# What else will it do?



## cpowell (Jun 22, 2012)

I was directed to this forum by another when I asked the question "What will my router do besides cut the inside of frames and round off the outsides."

I have never had a router, never used one before and am just learning about it. I bought a plunge router, 1 1/2 horse Chicago Electric. I know, it's a cheapie but it was expensive to me, especially just to make frames. I am into scroll sawing.

That's background, now the question: What else can I do with a router, where can I go to find out. Can someone direct me to a place, a website, a youtube page, a book, a search keyword? Where can I go to learn what to do with it? I am totally clueless here and am hoping for help. I have searched the web, tried a search here but then I don't even know what I am looking for. Can you give me some ideas of what it can do so I can do a better search?


----------



## cpowell (Jun 22, 2012)

P.S. I also bought a 10 piece Ryobi bit set and both they and the router are 1/4 inch, if that makes any difference.


----------



## PetersCreek (Mar 13, 2012)

You can make dovetail joints, box joints, lock miter joints, rabbets, dadoes, decorative edges of all sorts, mortises, tenons, tongue & groove, keyhole slots, beads & V grooves, and the list goes on. Some of these require the use of a router table and/or jig but the router is at the heart of it all.

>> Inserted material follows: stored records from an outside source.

PR #1831, opened 2025-02-10
feat: permission for connection

adityathebe:
resolves: https://github.com/flanksource/mission-control/issues/638

### DIFF
--- a/api/notifications.go
+++ b/api/notifications.go
@@ -4,7 +4,6 @@ import (
 	gocontext "context"
 	"database/sql/driver"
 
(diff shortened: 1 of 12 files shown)


moshloop (changes requested):
I think we need to add permissions.connections to the chart to make connection permissions opt-in + update the values schema

adityathebe:
https://github.com/flanksource/mission-control-chart/pull/235

@moshloop

moshloop (approved):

The Router Workshop used to air on PBS (reruns may air in your area) and their DVDs are for sale at the site. MLCS Woodworking is but one online vendor of router bits and the site hosts information about using many of their bits and jigs.


----------



## Phil P (Jul 25, 2010)

Hi Cliff

You could do worse than to get hold of Bill Hylton and Fred Matlack's book called "Working with the Router"'. Brim full of useful stuff and loads of good jigs and set-ups, too

Regards

Phil


----------



## DaninVan (Jan 1, 2012)

Hey Cliff; Welcome...did I miss you on your first post? 
Another way of looking at it is 'what do you _want_ it to do?'
Have you a project list, 'Honeydo' list, or are you just looking for some ideas?
I dabble in watercolours and I can tell you, coming up with creative concepts (ie painting subjects) is the toughest part...like pulling hen's teeth. 
Just trying out/practising on Brett's partial list sounds like an excellent place to start; I'm guessing you'll find applications aplenty once you've experienced what it'll mechanically do.
I'm going to utter a sacrilege here and suggest that perhaps people try and make the router do something that could be done quicker and easier by other methods. Nothing wrong with that, just not very efficient.
Cheers, and enjoy!
-Dan


----------



## Cherryville Chuck (Sep 28, 2010)

The 1/4" shanks will limit the size of bit you can use to about 1 1/2" in diameter. That still allows for a lot of routing.
Another good book is Router Basics by Patrick Spielman. There is a copy on ebay for sale that will get delivered to your door for about $10.


----------



## cpowell (Jun 22, 2012)

Honestly, I don't know what I want it to do because I don't know what it might be able to do. It's just that, to me, it's an expensive tool; too expensive to just sit around cutting the odd picture frame. It needs to be able to pay for itself through creative use.

PetersCreek; sorry but I don't even recognize those terms like locked mitre or rabbits so yeah, I am that new.

After much searching today I finally found a couple of videos about routers and liked what I saw. I hadn't even thought of finding a book, the internet age you know...ha ha ha! Okay, I am off to the bookstore, the library and take a look at ebay and Amazon. 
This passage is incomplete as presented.